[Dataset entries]
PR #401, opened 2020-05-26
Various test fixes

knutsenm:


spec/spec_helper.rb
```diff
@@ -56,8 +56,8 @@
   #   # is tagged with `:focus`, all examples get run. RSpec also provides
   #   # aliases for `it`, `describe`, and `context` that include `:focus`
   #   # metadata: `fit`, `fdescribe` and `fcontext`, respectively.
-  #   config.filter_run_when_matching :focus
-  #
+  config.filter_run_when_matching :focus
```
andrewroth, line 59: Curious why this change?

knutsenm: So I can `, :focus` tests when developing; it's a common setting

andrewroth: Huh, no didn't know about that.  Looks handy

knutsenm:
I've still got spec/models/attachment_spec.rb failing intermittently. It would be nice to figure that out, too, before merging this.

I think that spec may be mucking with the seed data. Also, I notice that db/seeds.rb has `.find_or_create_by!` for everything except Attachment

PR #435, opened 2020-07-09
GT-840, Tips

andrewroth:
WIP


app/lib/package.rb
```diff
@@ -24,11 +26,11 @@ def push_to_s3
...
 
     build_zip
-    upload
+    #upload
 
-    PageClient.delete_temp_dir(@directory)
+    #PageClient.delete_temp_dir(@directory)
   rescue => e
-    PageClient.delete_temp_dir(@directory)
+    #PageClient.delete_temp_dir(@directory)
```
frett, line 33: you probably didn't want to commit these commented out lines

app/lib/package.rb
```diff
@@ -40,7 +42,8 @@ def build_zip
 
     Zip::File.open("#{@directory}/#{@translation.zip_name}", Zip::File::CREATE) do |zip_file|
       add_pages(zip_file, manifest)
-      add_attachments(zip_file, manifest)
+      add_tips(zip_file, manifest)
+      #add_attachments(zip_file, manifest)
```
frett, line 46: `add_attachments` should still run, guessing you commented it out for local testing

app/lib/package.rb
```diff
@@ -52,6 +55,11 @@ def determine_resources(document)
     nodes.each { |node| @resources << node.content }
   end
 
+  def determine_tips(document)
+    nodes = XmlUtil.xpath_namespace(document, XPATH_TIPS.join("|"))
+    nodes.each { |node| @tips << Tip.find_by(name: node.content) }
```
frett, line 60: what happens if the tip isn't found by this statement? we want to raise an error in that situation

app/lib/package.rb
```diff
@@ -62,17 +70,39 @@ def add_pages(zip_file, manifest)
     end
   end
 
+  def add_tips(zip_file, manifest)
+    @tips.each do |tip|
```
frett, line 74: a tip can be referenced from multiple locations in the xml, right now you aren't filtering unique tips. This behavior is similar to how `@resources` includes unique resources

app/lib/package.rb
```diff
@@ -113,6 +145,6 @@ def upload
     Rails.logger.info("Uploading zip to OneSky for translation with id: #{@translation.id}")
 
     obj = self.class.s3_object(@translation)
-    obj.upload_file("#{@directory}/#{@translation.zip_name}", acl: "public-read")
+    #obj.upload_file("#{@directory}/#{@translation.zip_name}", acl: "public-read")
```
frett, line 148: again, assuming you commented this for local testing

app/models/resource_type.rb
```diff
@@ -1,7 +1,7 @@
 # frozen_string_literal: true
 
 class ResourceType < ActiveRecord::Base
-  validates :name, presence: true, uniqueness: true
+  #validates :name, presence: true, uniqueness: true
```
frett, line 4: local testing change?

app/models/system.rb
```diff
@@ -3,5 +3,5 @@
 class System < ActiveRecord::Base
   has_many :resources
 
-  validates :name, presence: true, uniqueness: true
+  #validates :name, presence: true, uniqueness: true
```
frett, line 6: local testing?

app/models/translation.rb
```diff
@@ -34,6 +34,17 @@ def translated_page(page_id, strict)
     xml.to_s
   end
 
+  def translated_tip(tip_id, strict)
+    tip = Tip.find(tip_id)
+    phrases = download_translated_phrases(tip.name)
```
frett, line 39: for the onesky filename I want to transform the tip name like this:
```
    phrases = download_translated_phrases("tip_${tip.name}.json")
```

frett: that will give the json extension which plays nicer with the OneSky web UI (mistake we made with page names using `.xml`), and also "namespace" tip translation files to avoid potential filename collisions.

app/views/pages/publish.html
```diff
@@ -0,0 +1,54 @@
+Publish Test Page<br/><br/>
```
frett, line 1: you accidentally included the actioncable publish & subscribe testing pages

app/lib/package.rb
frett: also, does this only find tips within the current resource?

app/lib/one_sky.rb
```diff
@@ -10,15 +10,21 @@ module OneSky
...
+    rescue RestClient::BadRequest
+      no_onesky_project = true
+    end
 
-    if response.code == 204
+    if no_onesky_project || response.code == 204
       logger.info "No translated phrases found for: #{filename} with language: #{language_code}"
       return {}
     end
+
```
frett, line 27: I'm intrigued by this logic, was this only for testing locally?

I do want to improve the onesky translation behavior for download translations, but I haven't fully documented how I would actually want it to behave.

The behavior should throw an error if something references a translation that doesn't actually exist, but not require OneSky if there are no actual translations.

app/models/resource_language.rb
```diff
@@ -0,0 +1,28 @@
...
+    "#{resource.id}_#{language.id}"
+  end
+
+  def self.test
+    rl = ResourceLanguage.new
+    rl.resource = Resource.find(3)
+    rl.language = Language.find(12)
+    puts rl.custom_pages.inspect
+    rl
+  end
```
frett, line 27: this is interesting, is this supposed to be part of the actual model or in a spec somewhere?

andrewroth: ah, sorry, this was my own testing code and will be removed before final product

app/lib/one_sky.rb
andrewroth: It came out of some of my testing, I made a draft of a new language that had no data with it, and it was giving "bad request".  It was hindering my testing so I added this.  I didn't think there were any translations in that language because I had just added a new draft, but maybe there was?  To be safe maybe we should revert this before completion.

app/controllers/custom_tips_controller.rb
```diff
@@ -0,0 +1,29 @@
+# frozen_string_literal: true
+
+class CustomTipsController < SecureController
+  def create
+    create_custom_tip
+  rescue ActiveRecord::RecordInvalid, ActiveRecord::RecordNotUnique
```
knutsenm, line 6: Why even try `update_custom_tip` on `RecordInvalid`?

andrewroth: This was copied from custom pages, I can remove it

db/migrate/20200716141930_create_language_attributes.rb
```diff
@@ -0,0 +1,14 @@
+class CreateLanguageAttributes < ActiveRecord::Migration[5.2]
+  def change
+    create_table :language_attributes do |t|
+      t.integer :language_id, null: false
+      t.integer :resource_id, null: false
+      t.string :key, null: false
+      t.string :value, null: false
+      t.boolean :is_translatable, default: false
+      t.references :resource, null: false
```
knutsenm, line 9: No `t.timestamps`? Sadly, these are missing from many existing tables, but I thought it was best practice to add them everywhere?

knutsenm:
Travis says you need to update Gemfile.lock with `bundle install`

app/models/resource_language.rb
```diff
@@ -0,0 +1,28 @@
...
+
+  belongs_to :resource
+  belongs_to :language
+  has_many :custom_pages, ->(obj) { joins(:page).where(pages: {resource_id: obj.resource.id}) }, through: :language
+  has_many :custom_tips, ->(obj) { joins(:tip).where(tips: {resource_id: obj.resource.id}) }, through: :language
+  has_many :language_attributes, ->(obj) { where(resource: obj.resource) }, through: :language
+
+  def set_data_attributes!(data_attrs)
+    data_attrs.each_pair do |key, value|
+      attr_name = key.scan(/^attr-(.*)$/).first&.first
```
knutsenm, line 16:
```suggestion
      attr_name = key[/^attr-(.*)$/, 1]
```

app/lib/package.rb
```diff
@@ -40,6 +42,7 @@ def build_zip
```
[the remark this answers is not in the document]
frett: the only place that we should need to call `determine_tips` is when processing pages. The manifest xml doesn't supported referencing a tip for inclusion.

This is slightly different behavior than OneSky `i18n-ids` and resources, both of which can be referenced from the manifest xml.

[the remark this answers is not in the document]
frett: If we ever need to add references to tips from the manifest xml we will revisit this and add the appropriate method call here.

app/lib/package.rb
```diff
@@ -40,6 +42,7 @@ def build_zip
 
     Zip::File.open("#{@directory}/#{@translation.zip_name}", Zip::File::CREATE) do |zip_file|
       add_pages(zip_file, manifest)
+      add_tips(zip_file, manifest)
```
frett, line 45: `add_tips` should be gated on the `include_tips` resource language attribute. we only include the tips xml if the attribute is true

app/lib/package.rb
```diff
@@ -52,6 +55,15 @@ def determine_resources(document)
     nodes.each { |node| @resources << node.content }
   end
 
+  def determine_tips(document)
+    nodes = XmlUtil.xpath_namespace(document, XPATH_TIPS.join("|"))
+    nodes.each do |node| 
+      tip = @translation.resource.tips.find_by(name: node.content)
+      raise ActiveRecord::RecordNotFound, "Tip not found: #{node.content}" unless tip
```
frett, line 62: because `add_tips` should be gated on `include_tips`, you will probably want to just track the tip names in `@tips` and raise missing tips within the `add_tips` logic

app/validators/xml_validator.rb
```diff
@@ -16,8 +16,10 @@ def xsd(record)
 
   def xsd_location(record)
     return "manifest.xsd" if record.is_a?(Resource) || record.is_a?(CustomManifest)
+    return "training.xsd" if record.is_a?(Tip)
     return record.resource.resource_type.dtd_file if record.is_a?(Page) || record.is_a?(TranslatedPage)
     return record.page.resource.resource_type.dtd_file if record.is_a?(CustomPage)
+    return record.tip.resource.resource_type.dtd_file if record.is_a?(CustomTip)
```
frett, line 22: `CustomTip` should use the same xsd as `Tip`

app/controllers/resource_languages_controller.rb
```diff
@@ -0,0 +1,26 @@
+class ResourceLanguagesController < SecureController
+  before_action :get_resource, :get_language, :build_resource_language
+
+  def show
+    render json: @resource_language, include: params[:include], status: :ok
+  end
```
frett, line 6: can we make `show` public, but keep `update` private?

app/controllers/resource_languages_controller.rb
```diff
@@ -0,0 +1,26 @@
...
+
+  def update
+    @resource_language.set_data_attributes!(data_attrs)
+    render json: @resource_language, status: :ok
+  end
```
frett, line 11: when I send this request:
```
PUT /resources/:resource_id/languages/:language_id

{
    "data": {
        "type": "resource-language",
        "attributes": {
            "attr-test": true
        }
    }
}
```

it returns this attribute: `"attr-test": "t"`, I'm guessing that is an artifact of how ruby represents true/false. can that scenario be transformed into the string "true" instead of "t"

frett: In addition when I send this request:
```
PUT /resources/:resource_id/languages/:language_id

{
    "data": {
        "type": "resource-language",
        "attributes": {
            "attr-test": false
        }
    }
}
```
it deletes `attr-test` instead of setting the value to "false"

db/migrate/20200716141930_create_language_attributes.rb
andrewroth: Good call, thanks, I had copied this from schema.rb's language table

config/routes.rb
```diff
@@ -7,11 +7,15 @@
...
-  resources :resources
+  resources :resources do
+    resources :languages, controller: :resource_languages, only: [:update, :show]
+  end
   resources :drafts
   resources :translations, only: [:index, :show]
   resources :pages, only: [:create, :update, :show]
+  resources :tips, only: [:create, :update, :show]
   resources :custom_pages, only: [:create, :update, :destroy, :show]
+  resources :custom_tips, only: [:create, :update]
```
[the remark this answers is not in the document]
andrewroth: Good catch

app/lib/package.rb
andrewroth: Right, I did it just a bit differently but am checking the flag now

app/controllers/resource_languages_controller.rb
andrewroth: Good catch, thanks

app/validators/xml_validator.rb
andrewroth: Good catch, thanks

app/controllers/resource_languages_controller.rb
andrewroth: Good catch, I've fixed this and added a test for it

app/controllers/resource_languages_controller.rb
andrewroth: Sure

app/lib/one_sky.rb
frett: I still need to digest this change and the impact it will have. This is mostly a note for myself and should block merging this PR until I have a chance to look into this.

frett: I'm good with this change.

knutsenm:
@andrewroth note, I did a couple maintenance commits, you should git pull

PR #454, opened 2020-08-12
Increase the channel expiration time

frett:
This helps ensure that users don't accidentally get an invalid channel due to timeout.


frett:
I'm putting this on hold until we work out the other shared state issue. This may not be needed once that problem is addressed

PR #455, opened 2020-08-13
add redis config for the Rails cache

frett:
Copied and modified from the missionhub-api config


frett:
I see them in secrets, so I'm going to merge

● DIRECTIONS FOR THIS TASK
When a line of the records holds the word "guessing", copy that line.

● SOLUTION TO THE PROBLEM
frett, line 46: `add_attachments` should still run, guessing you commented it out for local testing
it returns this attribute: `"attr-test": "t"`, I'm guessing that is an artifact of how ruby represents true/false. can that scenario be transformed into the string "true" instead of "t"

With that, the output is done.